The forums here have been both good and bad. Coming here, it is nice to know that none of us are alone in all this and it is comforting to read the positive comments and stories about people moving on. On the other hand I read a lot of stories on here that piss me off, I guess because it reminds me of my situation. All I can think anymore is what the hell is wrong with people? How can someone proclaim their forever love in the vows of marriage and then cheat on their spouse? Didn't they used to hang people in public for being unfaithful back in the old days? Can't they bring that back?? Sorry if that seems kind of blunt but that is how I feel about cheaters, including both my soon-to-be ex wife and all the spouses of people here going through the same thing. It's the most evil thing you can do to someone.

But anyway, I posted this just to give other people out there an idea of how someone else's path has turned out in the midst of separation/divorce. All I can say to others is to just try to keep busy. Be around good friends or family. That's really helped. Next forum... life after divorce!

Good luck to all who are in this mess too..


----------



## LovesHerMan (Jul 28, 2011)

Struggle:

I think that our society does not value marriage. Our entertainment culture glorifies youth and hedonistic fun. Our technological bent values constant change. We do not have stories about how to maintain a relationship; only stories about the initial dopamine rush of romance.

I think that a loyal man who wants to be faithful to his wife is very sexy. There is another woman out there who will share your values. You will appreciate her even more because of the pain that you have endured.


----------



## justabovewater (Jun 26, 2011)

I've found myself lately saying to myself that "if" I ever find myself in a relationship again I hope it is with someone who has been cheated on because it will likely not happen to me again. Although my husband didn't have a PA the EA's (even though he's denied even having one of those) are just as damaging. I want someone who values the meaning of a true relationship. Although that is way out in the future for me, if at all.


----------



## Lostouthere (Aug 24, 2011)

Struggle I am glad that you have made it this far. I am 2 and a half months into mine and am almost done with the divorce as it will be final in just a couple days. It is definitely the worst thing I have ever been through as I am sure it is the same for everyone here. In all honesty the closer it is getting to the date the worse I am getting for right now maybe because I realize its all gone down the tube. I dont understand why people cheat and go outside their marriage it is one of the worst feelings in the world to be betrayed by someone that you had professed your love for and valued. Times have really changed and people just jump from one thing to another. I hope one day my wife will wake up and realize the hurt and pain she caused, and who knows maybe one day I will meet someone that values loyalty and commitment.


----------



## Struggle Within (Mar 1, 2011)

Thanks everyone. I agree with what you all said. Marriage is an obsolete concept. It's not as stable as it was so long ago. With all the facebooks, the chat rooms and the phone texting... it just leaves so many open doors for spouses to communicate with others and not you.

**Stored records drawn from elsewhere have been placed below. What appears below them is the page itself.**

PR #10487, opened 2026-01-17
feat(a32nx/fms): Estimated Takeoff Time

BravoMike99:
Fixes #[issue_no]

## Summary of Changes

Implements manual estimated takeoff time entry on the RTA page & associated effects on predictions.
## Screenshots (if necessary)

image
image

## Additional context

## Testing instructions

Program FMS so that you have predictions then:
1. Verify time predictions headers appear as "UTC" on the F-PLN, PERF, STEP ALTS & FUEL PRED page (accessible after engine start) and that they are displayed correctly in relation to the absolute time/expected flight time.
2. Perform a vertical revision on any waypoint and access the RTA page, check that ETT can be inserted with 3, 4 5 or 6 digits. Anything above 23 hours or 59 minutes or 59 seconds or beyond 20hours of current time should be rejected (ENTRY OUT OF RANGE).
Once a valid ETT is inserted, verify it appears as magenta and all previous time predictions now show "UTC" as the header and are in relation to the ETT, rather than absolute time. On the F-PLN page, origin should have the ETT time displayed as magenta.
3. Wait till the ETT expires. Check that "CLK TIME IS TAKE OFF TIME" message appears and that time predictions are continuously updated based on the current time. On the RTA page the ETT should no longer be visible.
4. Insert an ETT in a past hour (following day).  Change the sim time and date and verify the message appears once again once the time is expired. Do keep in mind that anything ahead of 20 hours of present time will be rejected. E.g. If time is 11:17Z, anything between 07:17 to 11:17 won't be accepted.
5. Manually create a secondary flight-plan and insert an ETT. Wait till it expires and then activate or swap secondary. Check that the scratch pad message immediately appears assuming there wasn't a previously expired ETT.
6. In flight check that the time predictions headers appear as "TIME" and display an arrival time. ETT insertion should only be possible at this point on secondary flight plans which were created manually (not via copy active or swap).


fbw-a32nx/src/systems/fmgc/src/flightplanning/plans/performance/FlightPlanPerformanceData.ts
```diff
@@ -603,6 +610,8 @@ export class A320FlightPlanPerformanceData implements FlightPlanPerformanceData
     );
     other.pipe('pilotFinalHoldingFuel', this.pilotFinalHoldingFuel, other.pilotFinalHoldingFuel);
     other.pipe('pilotFinalHoldingTime', this.pilotFinalHoldingTime, other.pilotFinalHoldingTime);
+    other.pipe('estimatedTakeoffTime', this.estimatedTakeoffTime, other.estimatedTakeoffTime);
```
BlueberryKing, line 613: You should only pipe these properties if an ETT entry should automatically be copied from the active to an existing secondary flight plan created as a copy from the active plan. Are we sure this is the case?

fbw-a32nx/src/systems/instruments/src/MCDU/legacy/A32NX_FMCMainDisplay.ts
```diff
@@ -5443,7 +5449,20 @@ export abstract class FMCMainDisplay implements FmsDataInterface, FmsDisplayInte
     const phase = this.getFlightPhase();
 
     if (phase === FmgcFlightPhase.Preflight || phase === FmgcFlightPhase.Done) {
+      const ett = this.flightPlanService.active.performanceData.estimatedTakeoffTime.get();
+      if (ett !== null) {
+        if (this.checkEttExpired()) {
+          this.flightPlanService.active.performanceData.estimatedTakeoffTimeExpired.set(true);
+        } else {
+          this.ettInterval = setInterval(() => {
```
BlueberryKing: Is it possible that we already have an `ettInterval` that we should clear before creating a new one?

fbw-a32nx/src/systems/instruments/src/MCDU/legacy/A32NX_FMCMainDisplay.ts
```diff
@@ -5627,6 +5646,158 @@ export abstract class FMCMainDisplay implements FmsDataInterface, FmsDisplayInte
...
+
+    // If its not active or copy of active allow setting in any phase
+    if (!activeOrCopyOfActive || this.getFlightPhase() === FmgcFlightPhase.Preflight) {
+      // If ETT has expired we don't show it on the RTA page, as such, ignore clearing if thats the case
+      if (!flightplan.performanceData.estimatedTakeoffTimeExpired.get() && text == Keypad.clrValue) {
+        this.clearEttAndInterval(forPlan);
+        return;
+      }
+
+      if (/^\d{3,6}$/.exec(text)) {
```
BlueberryKing: You could use `/(\d{1,2})(\d{2})(\d{0,2})/` as a regex to automatically match the hours, minutes, seconds. That way, you don't have to use `.split`

fbw-a32nx/src/systems/instruments/src/MCDU/legacy/A32NX_FMCMainDisplay.ts
```diff
@@ -5627,6 +5646,158 @@ export abstract class FMCMainDisplay implements FmsDataInterface, FmsDisplayInte
...
+        let minutes: number;
+        let hours: number;
+        let seconds: number = 0;
+        if (text.length <= 4) {
+          const is24H = text.length === 4;
+          hours = Number(text.slice(0, is24H ? 2 : 1));
```
BlueberryKing: We should use `parseInt` to parse strings

fbw-a32nx/src/systems/instruments/src/MCDU/legacy_pages/A320_Neo_CDU_VerticalRevisionPage.ts
```diff
@@ -196,12 +199,16 @@ export class CDUVerticalRevisionPage {
       }
     }
 
+    // Disable RTA if EET insertion not possible as nothing else is simulated for the time being
```
BlueberryKing:
```suggestion
    // Disable RTA if ETT insertion not possible as nothing else is simulated for the time being
```

fbw-a32nx/src/systems/instruments/src/MCDU/legacy_pages/CDU_RTA_Page.ts
```diff
@@ -0,0 +1,87 @@
...
+    index: number,
+    verticalWaypoint: VerticalWaypointPrediction,
+    forplan: FlightPlanIndex,
+  ): void {
+    mcdu.clearDisplay();
+    mcdu.page.Current = mcdu.page.RTAPage;
+    const isPreFlight = mcdu.flightPhaseManager.phase === FmgcFlightPhase.Preflight;
+    const flightplan = mcdu.flightPlanService.get(forplan);
+    const ett = flightplan.performanceData.estimatedTakeoffTime.get();
+    const ettExists = ett != null && !flightplan.performanceData.estimatedTakeoffTimeExpired.get();
```
BlueberryKing:
```suggestion
    const ettExists = ett !== null && !flightplan.performanceData.estimatedTakeoffTimeExpired.get();
```

fbw-a32nx/src/systems/fmgc/src/flightplanning/plans/performance/FlightPlanPerformanceData.ts
BravoMike99: Looks like it carries over as per the latest references. Others should be addressed now

fbw-a32nx/src/systems/fmgc/src/flightplanning/plans/performance/FlightPlanPerformanceData.ts
```diff
@@ -1231,6 +1240,16 @@ export class A320FlightPlanPerformanceData implements FlightPlanPerformanceData
    */
   readonly approachFlapsThreeSelected = Subject.create(false);
 
+  /**
+   * Estimated takeoff time in seconds since 1/1/AD
```
tracernz: I would suggest instead to use JS timestamps for all actual times. That is milliseconds since the UNIX epoch. You can then use JS Date functions, and any date/time functions from msfs-sdk directly, and also the ClockEvents topics in msfs-sdk.

fbw-a32nx/src/systems/instruments/src/MCDU/legacy/A32NX_FMCMainDisplay.ts
```diff
@@ -322,6 +321,14 @@ export abstract class FMCMainDisplay implements FmsDataInterface, FmsDisplayInte
     SimVarValueType.Enum,
   );
 
+  /** Seconds since midnight */
+  private readonly zuluTime = RegisteredSimVar.create<number>('E:ZULU TIME', SimVarValueType.Seconds);
+
+  /** Seconds since 1/1/1AD */
+  private readonly absoluteTime = RegisteredSimVar.create<number>('E:ABSOLUTE TIME', SimVarValueType.Seconds);
```
tracernz: Use ClockEvents instead rather than having a bunch of different things in the instrument reading the same simvars. They also do the conversion to JS timestamp format for you.

fbw-a32nx/src/systems/instruments/src/MCDU/legacy/A32NX_FMCMainDisplay.ts
```diff
@@ -5629,6 +5650,150 @@ export abstract class FMCMainDisplay implements FmsDataInterface, FmsDisplayInte
...
+            this.setScratchpadMessage(NXSystemMessages.entryOutOfRange);
+          } else {
+            this.flightPlanService.setPerformanceData(
+              'estimatedTakeoffTime',
+              Math.round(this.absoluteTime.get() + ettSecondsFromNow),
+              forPlan,
+            );
+            this.flightPlanService.setPerformanceData('estimatedTakeoffTimeExpired', false, forPlan);
+            if (activeOrCopyOfActive && this.ettInterval === null) {
+              this.ettInterval = setInterval(() => {
```
tracernz: Better to do these kinds of things in the normal instrument update loop rather than setInterval/setTimeout that run outside the VCockpit scheduler.

fbw-a32nx/src/systems/instruments/src/MCDU/legacy/FmsFormatters.ts
```diff
@@ -42,4 +46,21 @@ export class FmsFormatters {
     const m = parseInt(hhmm.substring(2, 4));
     return h * 60 + m;
   }
+
+  public static secondsTohhmmss(seconds: number): string {
+    const h = Math.floor(seconds / 3600);
+    const m = Math.floor((seconds - h * 3600) / 60);
+    const s = Math.floor(seconds - h * 3600 - m * 60);
+    return h.toFixed(0).padStart(2, '0') + ':' + m.toFixed(0).padStart(2, '0') + ':' + s.toFixed(0).padStart(2, '0');
+  }
```
tracernz: Use [DateTimeFormatter](https://microsoft.github.io/msfs-avionics-mirror/docs/api/framework/classes/DateTimeFormatter) in the msfs-sdk instead.

fbw-a32nx/src/systems/instruments/src/MCDU/legacy/FmsFormatters.ts
```diff
@@ -42,4 +46,21 @@ export class FmsFormatters {
...
+
+  /**
+   * Returns the number of seconds since midnight UTC for a given date.
+   * @param date the date to extract the seconds from
+   * @returns number of seconds since midnight UTC
+   */
+  public static dateToSecondsSinceMidnightUTC(date: Date): number {
+    const midNight = new Date(date.getUTCFullYear(), date.getUTCMonth(), date.getUTCDate(), 0, 0, 0);
```
tracernz: Use a cache object rather than allocating new dates all the time. If you use JS timestamps like suggested you could set your cache object to the timestamp, then set `setUTCHours(0, 0, 0, 0) on it`. 

Sidenote: I always prefer to pass timestamps (ms since epoch) around in APIs rather than date objects because you can test them for equality (important for subscribables) and easily put them into a date object if you need it. This is the problem with Date objects, and objects in general... they are compared by reference rather than value:
```js
const foo = new Date();
const bar = new Date(foo.getTime())
console.log(foo); // Date Fri Jan 30 2026 23:02:55 GMT+1300 (New Zealand Daylight Time)
console.log(bar); // Date Fri Jan 30 2026 23:02:55 GMT+1300 (New Zealand Daylight Time)
console.log(foo === bar); // false
console.log(foo.getTime() === bar.getTime()); // true
```

fbw-a32nx/src/systems/fmgc/src/flightplanning/plans/performance/FlightPlanPerformanceData.ts
tracernz: These plans never get destroyed right? If they do these pipes will leak and keep the related objects alive unless something explicitly destroys them.

fbw-a32nx/src/systems/fmgc/src/flightplanning/plans/performance/FlightPlanPerformanceData.ts
BravoMike99: Initially I was using epoch but then ended up swapping to absolute time due to having to convert from the msfs time simvars. Clock events and what not will make it much simpler 👍

fbw-a32nx/src/systems/fmgc/src/flightplanning/plans/performance/FlightPlanPerformanceData.ts
BlueberryKing: We should destroy the performance data when the flight plan is destroyed

tracernz: You specifically need to destroy subscriptions to external subscribables as they won't be destroyed when the perf plan is, and will holds refs in their subscription list.

fbw-a32nx/src/systems/instruments/src/MCDU/legacy/FmsFormatters.ts
BravoMike99: This was leftover code which I forgot to delete 😅 . It's now gone

fbw-a32nx/src/systems/instruments/src/MCDU/legacy/A32NX_FMCMainDisplay.ts
BravoMike99: All changed to use clock events and epoch now 👍

BlueberryKing (approved):

fbw-a32nx/src/systems/fmgc/src/flightplanning/plans/performance/FlightPlanPerformanceData.ts
BravoMike99: It looks like the pipe function is storing the subs which then get destroyed whenever the PD destroy method is called. That seems to be when the flight-plan is deleted. https://github.com/flybywiresim/aircraft/blob/fb834c87a19aecd6100fdb1bebe497fe6afd6905/fbw-a32nx/src/systems/fmgc/src/flightplanning/plans/performance/FlightPlanPerformanceData.ts#L630
https://github.com/flybywiresim/aircraft/blob/fb834c87a19aecd6100fdb1bebe497fe6afd6905/fbw-a32nx/src/systems/fmgc/src/flightplanning/plans/FlightPlan.ts#L72

fbw-a32nx/src/systems/instruments/src/MCDU/legacy/A32NX_FMCMainDisplay.ts
```diff
@@ -321,17 +321,25 @@ export abstract class FMCMainDisplay implements FmsDataInterface, FmsDisplayInte
     SimVarValueType.Enum,
   );
 
-  /** Seconds since midnight */
-  private readonly zuluTime = RegisteredSimVar.create<number>('E:ZULU TIME', SimVarValueType.Seconds);
+  /** Unix epoch in milliseconds. Paused when no ETT present in active flightplan */
+  private readonly simTime = ConsumerSubject.create(
+    this.bus.getSubscriber<ClockEvents>().on('simTime').onlyAfter(1000),
+    0,
+  );
```
tracernz: I'd be vary wary of doing this in the main FMS class, as people are likely to use it and expect it to update every Update() from the publisher. Better to have an explicit ETT subscription that has is throttled and gets paused and resumed.

e.g. 

```ts
private readonly sub = this.bus.getSubscriber<ClockEvents>();

/** Simulation time in milliseconds since the UNIX epoch (JS timestamp). Hint: this clock is affected by sim rate. */
private readonly simTime = ConsumerSubject.create(this.sub.on('simTime'), 0);

private readonly ettUpdateSub = this.sub.on('realTime').onlyAfter(1000).handle(this.updateEtt.bind(this), true);
```

BravoMike99: Makes sense thanks, changed now to have a separate subscription.

fbw-a32nx/src/systems/instruments/src/MCDU/legacy_pages/A320_Neo_CDU_FuelPredPage.ts
```diff
@@ -200,19 +198,16 @@ export class CDUFuelPredPage {
       }
 
       if (Number.isFinite(predictions.tripTime)) {
-        destTimeCell = isFlying
-          ? FmsFormatters.secondsToUTC(utcTime + FmsFormatters.minuteToSeconds(predictions.tripTime))
-          : FmsFormatters.minutesTohhmm(predictions.tripTime);
+        destTimeCell = mcdu.getTimePrediction(predictions.tripTime, FlightPlanIndex.Active);
```
FozzieHi: `getTimePrediction()` takes seconds as its first argument, yet isn't `predictions.tripTime` in minutes, which is why the code used to be `FmsFormatters.minuteToSeconds(predictions.tripTime)`?

fbw-a32nx/src/systems/instruments/src/MCDU/legacy_pages/A320_Neo_CDU_FuelPredPage.ts
```diff
@@ -200,19 +198,16 @@ export class CDUFuelPredPage {
...
 
       if (alternate) {
         if (Number.isFinite(predictions.alternateTime) && Number.isFinite(predictions.tripTime)) {
-          altTimeCell = isFlying
-            ? FmsFormatters.secondsToUTC(
-                utcTime + FmsFormatters.minuteToSeconds(predictions.tripTime + predictions.alternateTime),
-              )
-            : FmsFormatters.minutesTohhmm(predictions.tripTime + predictions.alternateTime);
+          altTimeCell = mcdu.getTimePrediction(
+            predictions.tripTime + predictions.alternateTime,
```
FozzieHi: Same as above in regards to `predictions.tripTime + predictions.alternateTime` being in minutes.

fbw-a32nx/src/systems/instruments/src/MCDU/legacy_pages/A320_Neo_CDU_FuelPredPage.ts
BravoMike99: Well spotted, unit mess 😭

FozzieHi: I know we've had a few recently so I was on the lookout! I hate units 🙂

tracernz: Easiest to just do all time related things in milliseconds, then they are compatible with both JS Date class and msfs-sdk date and time topics and functions.

BravoMike99: I think that's something we could leave for the future as that would mean changing the vnav predictions which would affect the  380x too. Maybe when ETT gets brought there it would be a good opportunity to do so as I wanted to keep the score of this PR only to the 32nx.

fbw-a32nx/src/systems/instruments/src/MCDU/McduFsInstrument.tsx
```diff
@@ -35,6 +36,8 @@ export class McduFsInstrument implements FsInstrument {
 
   private readonly legacyFms = new A320_Neo_CDU_MainDisplay(this.bus);
 
+  private readonly clockPublisher = new ClockPublisher(this.bus);
```
tracernz: Clock a few lines above already instantiates this class.

BravoMike99: oops, now gone

calarandir:

Discord Username  : shadowca_
Object of testing : #10487
Aircraft          : A32NX
Simulator         : 2020
Tier of Testing   : 1
Date              : 19/02/2026

Testing Process: 
Programmed FMC for a flight from SCEL gate 20 departing 35L
Starting engines and setting ETT 0810 with 3,4,5,6 digits and also out of range times
Checking predictions on F-PLN, PERF, FUEL PRED the later two do not show a valid prediction but the old one.
When reaching takeoff time the message is shown and RTA page does not show ETT anymore
Predictions on PERF page are updated but not related to ETT
Aborted test because it does not pass.

Testing Results:
Not Passed

Negatives:       
The predicted times are not related to ETT. I expected the calculation would take the ETT into account.
Also at some places like ETT entry the time is shown in a 12 hours format, at other places like T/D calculation it is shown in 24 hours format

Media:
image
image
image
image

24 hour fofmat vs 12 hour format:
image

BravoMike99:
> 
> Discord Username : shadowca_ Object of testing : #10487 Aircraft : A32NX Simulator : 2020 Tier of Testing : 1 Date : 19/02/2026
> 
> Testing Process: Programmed FMC for a flight from SCEL gate 20 departing 35L Starting engines and setting ETT 0810 with 3,4,5,6 digits and also out of range times Checking predictions on F-PLN, PERF, FUEL PRED the later two do not show a valid prediction but the old one. When reaching takeoff time the message is shown and RTA page does not show ETT anymore Predictions on PERF page are updated but not related to ETT Aborted test because it does not pass.
> 
> Testing Results: Not Passed
> 
> Negatives: The predicted times are not related to ETT. I expected the calculation would take the ETT into account. Also at some places like ETT entry the time is shown in a 12 hours format, at other places like T/D calculation it is shown in 24 hours format
> 
> Media: image image image image
> 
> 24 hour fofmat vs 12 hour format: image

Thanks for testing. There was indeed an issue with some times showing in 12H format rather than 24H. Should now be fixed

calarandir:

Discord Username  : shadowca_
Object of testing : #10487
Aircraft          : A32NX
Simulator         : 2020
Tier of Testing   : 1
Date              : 20/02/2026

Testing Process: 
Programmed FMC for a flight from SCEL gate 20 departing 35L
Starting engines and setting ETT 1018 with 3,4,5,6 digits and also out of range times -> Works as expected
Checking predictions on F-PLN, PERF, FUEL PRED -> Working as expected (see negatives for TODOs)
When reaching takeoff time the message is shown and RTA page does not show ETT anymore.
Predictions on PERF, F_PLN and FUEL PRED page are updated

At 1040z I try to enter a time in the past:

1039, 959, 930 all result in "ENTRY OUT OF RANGE"
520 works fine for some reason
In fact it seems that all times, that are less than 4 hours in the past (So 640 and greater) are out of range. At 1043 I can enter up to 643.

Aborted test because it does not pass

Testing Results:
Not Passed

Negatives:
- Entering times in the past (next day) does not work as expected. -> Test failed

Other Observations
- The FUEL PRED Page does not use the VNAV calculations yet. Therefore time (and fuel) predictions are different than on F_PLN and PERF.
- User documentation on ETT and time prediction shown for example on CRZ page is not sufficient.
- ETA (and EFOB) are shown on CRZ and DES but not on CLB

BravoMike99:
> 
> Discord Username : shadowca_ Object of testing : #10487 Aircraft : A32NX Simulator : 2020 Tier of Testing : 1 Date : 20/02/2026
> 
> Testing Process: Programmed FMC for a flight from SCEL gate 20 departing 35L Starting engines and setting ETT 1018 with 3,4,5,6 digits and also out of range times -> Works as expected Checking predictions on F-PLN, PERF, FUEL PRED -> Working as expected (see negatives for TODOs) When reaching takeoff time the message is shown and RTA page does not show ETT anymore. Predictions on PERF, F_PLN and FUEL PRED page are updated
> 
> At 1040z I try to enter a time in the past:
> 
> 1039, 959, 930 all result in "ENTRY OUT OF RANGE" 520 works fine for some reason In fact it seems that all times, that are less than 4 hours in the past (So 640 and greater) are out of range. At 1043 I can enter up to 643.
> 
> Aborted test because it does not pass
> 
> Testing Results: Not Passed
> 
> Negatives:
> 
>     * Entering times in the past (next day) does not work as expected. -> Test failed
> 
> 
> Other Observations
> 
>     * The FUEL PRED Page does not use the VNAV calculations yet. Therefore time (and fuel) predictions are different than on F_PLN and PERF.
> 
>     * User documentation on ETT and time prediction shown for example on CRZ page is not sufficient.
> 
>     * ETA (and EFOB) are shown on CRZ and DES but not on CLB

The issue you experienced is per design as there's a 20 hours ahead of present time limitation on the real counterpart too. I updated the testing instructions to clarify that on the past hour bit.
The other observations are also the same on master. 
Regarding, documentation ill make up an issue on the docs PR.

calarandir:

Discord Username  : shadowca_
Object of testing : #10487
Aircraft          : A32NX
Simulator         : 2020
Tier of Testing   : 1
Date              : 20/02/2026

Testing Process: 
Completing previous test after clarification of the 20 hour rule with same build and setup.

Creating a manual flightplan and entering an ETT (current time +1) and wait 2 minutes
Swapping flightplans creates the expected message instantly.

Testing Results:
Passed


Negatives:       
Bug: After deleting and starting over with the secondary flightplan on FUEL PRED page there is no fuel planning but BLOCK CONFIRM instantly which does nothing on LSK3

Also see negatives in previous test runs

I too feel like I wasted so much time in a marriage that didn't work... but I try to think about all kinds of things that I learned and did along the way. That helps.

Well, try to keep pushing forward. Hopefully the next chapter in life is a better one!


----------



## hesnothappy (Mar 5, 2011)

Struggle in a lot of ways our stories are similar. Although I will have to wait till around January for the finalization of the divorce. However everything is pretty cut and dry. We didn't haggle with one another and my bad days are so few and far, I don't even blame the relationship any longer. Life is what it is, nothing more and nothing less. I am glad that you are moving forward and it gives hope to me and others that we are going to be fine.


----------



## Lovebug501 (Aug 30, 2011)

Justabovewater: That's a nice thought.. but don't count on it. My STBXH was cheated on by the girlfriend just previous to me... with multiple men and women. Didn't stop him from doing it to me.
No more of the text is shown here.